A particular example embodiment is a switching device in which the
magnet chamber, particularly a lid element of the magnet chamber,
has at least one actuation opening for introducing an actuation
element into the magnet chamber. This means that the actuation
element does not have to be introduced into the magnet chamber
through the assembly opening. As a result, the assembly opening can
be optimally dimensioned to suit the dimensions of the tolerance
insert. The actuation element does not then hamper the tolerance
insert when the latter is inserted or removed.
The actuation opening can be provided on a side of the magnet
chamber, but also on the lid element of the magnet chamber which
faces toward the side of the actuation magnet facing away from the
spring element. By way of the actuation element, the actuation
magnet can easily be displaced in the direction of the spring
element inside the magnet chamber and held in a displaced position
such that the tolerance insert can be inserted through the assembly
opening into the free space produced above the actuation magnet.
Several actuation openings are preferably provided in the magnet
chamber, particularly in the lid element of the magnet chamber.
This enables secure and even displacement of the actuation magnet
inside the magnet chamber.
In another embodiment of the switching device, the actuation
openings can also be provided on the lid element, also designated
the floor element, facing toward the spring element. In this way,
the actuation magnet can, after intervention of the actuation
element, be pulled in the direction of the spring element in order
to create the free space inside the magnet chamber for inserting
the tolerance insert.
The actuation opening(s) can be fashioned in various forms. They
serve the introduction of one or more actuation elements which
serve in displacing the actuation magnet, i.e. the electromagnetic
drive.
An example embodiment is a switching device in which the at least
one actuation opening extends from a side of the magnet chamber to
a lid element of the magnet chamber. This ensures that there is
adequate space for the intervention of the actuation element.
In order that no dirt particles can penetrate the magnet chamber, a
switching device is preferred in which the assembly opening can be
closed by a closing element. The closing element can, for example,
be an attachable lid or a flap hinged on the magnet chamber. To
insert or remove the tolerance insert, the closing element can be
opened or removed.
A switching device is also conceivable in which the at least one
actuation opening can be closed by a closing element. This can
likewise prevent dirt or contamination from penetrating the magnet
chamber when no insertion or removal of the tolerance insert is
taking place. This/these closing element(s) can also be fashioned
as an attachable lid or as a hinged flap.

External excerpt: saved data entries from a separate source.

PR #196, opened 2023-08-21
Handle field names reserved by pydantic

### LINKED ISSUE #191: NameError: Field name "schema" shadows a BaseModel attribute; use a different field name with "alias='schema'".
Schema that use a field called "schema" fail the pydantic post generation check. See https://pythonfix.com/error/pydantic-field-name-schema-shadows-basemodel-attribute/ and https://stackoverflow.com/questions/73828037/pydantic-field-does-not-take-value it would be nice if the generator worked around this by automatically renaming the field to "schema_" and adding = Field(..., alias='schema')

mat-sop:
This pr handles input and result field names which were colliding with names reserved by pydantic's `BaseModel` methods and attributes. The same as python keywords, we add `_` as a suffix. Full list of reserved names:
```python
In [2]: [name for name in dir(BaseModel) if not name.startswith("_")]
Out[2]: 
['construct',
 'copy',
 'dict',
 'from_orm',
 'json',
 'model_computed_fields',
 'model_config',
 'model_construct',
 'model_copy',
 'model_dump',
 'model_dump_json',
 'model_extra',
 'model_fields',
 'model_fields_set',
 'model_json_schema',
 'model_parametrized_name',
 'model_post_init',
 'model_rebuild',
 'model_validate',
 'model_validate_json',
 'parse_file',
 'parse_obj',
 'parse_raw',
 'schema',
 'schema_json',
 'update_forward_refs',
 'validate']
```

resolves #191

### DIFF
--- a/CHANGELOG.md
+++ b/CHANGELOG.md
@@ -11,6 +11,7 @@
 - Changed generated client and models to use pydantic v2.
 - Changed custom scalars implementation to utilize pydantic's `BeforeValidator` and `PlainSerializer`. Added `scalars_module_name` option. Replaced `generate_scalars_parse_dict` and `generate_scalars_serialize_dict` with `generate_scalar_annotation` and `generate_scalar_imports` plugin hooks.
 - Fixed generating default values of input types from remote schemas.
+- Changed generating of input and result field names to add `_` to names reserved by pydantic.
 
 
 ## 0.7.1 (2023-06-06)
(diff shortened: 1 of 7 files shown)


rafalp (approved):

josuemontano:
Thanks for this update! I'm curious if there's a possibility of backporting this to v0.7.x for the benefit of users who are still on pydantic 1. Thanks for the work!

The assembly insert is preferably a plate which can be inserted
through the assembly opening. The thickness of the assembly insert
can differ depending on the adjustment necessary.
The switching device can be a contactor or a circuit breaker or a
compact branch circuit or a compact starter. A low-voltage
switching device is particularly preferred.
According to the second aspect of an example embodiment of the
invention, a method is disclosed for inserting or removing a
tolerance insert in the magnet chamber of a switching device
according to the first aspect, an actuation element being guided
though the assembly opening and gripping or engaging behind the
coil body of the actuation magnet, the coil body, after being
gripped or engaged behind, being pulled or pressed by the actuation
element in the direction of the spring element and, after
displacement of the coil body of the actuation magnet in the
direction of the spring element, a tolerance insert being inserted
through the assembly opening into the free space produced above the
coil body of the actuation magnet or being removed from the free
space produced above the coil body of the actuation magnet.
Such a method for inserting or removing a tolerance insert in a
magnet chamber of a switching device enables easy and fast
adjustment of the switching device after final assembly and gauging
of the switching device. This is made possible by the fact that the
tolerance insert is inserted in the magnet chamber or removed from
the magnet chamber through an assembly opening in the magnet
chamber.
The actuation element grips the actuation magnet inside the magnet
chamber and presses or pulls this magnet in the direction of the
spring element arranged below the actuation magnet. The spring
element is compressed due to the force exerted on the spring
element. A free space is produced in the upper region of the magnet
chamber as a result. The tolerance insert which serves in adjusting
the switching device is inserted into the free space.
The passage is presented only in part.